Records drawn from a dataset

PR #177, opened 2015-09-25
Bug 478425 - The Gradle menu should also be available on project members

SimonScholz:
This PR makes it possible to have the Gradle Menu on any Project member and also improves the code with a new ProjectFunction class, which has a convenience method for getting an IProject from an object.


eclipsewebmaster:
Issue tracker reference:
https://bugs.eclipse.org/bugs/show_bug.cgi?id=478425

donat:
The PR doesn't work correctly: if the ui plugin is not activated then the menu items don't show up.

What to do:
Copy each line above that contains the string "also".

Exercise response:
Bug 478425 - The Gradle menu should also be available on project members
This PR makes it possible to have the Gradle Menu on any Project member and also improves the code with a new ProjectFunction class, which has a convenience method for getting an IProject from an object.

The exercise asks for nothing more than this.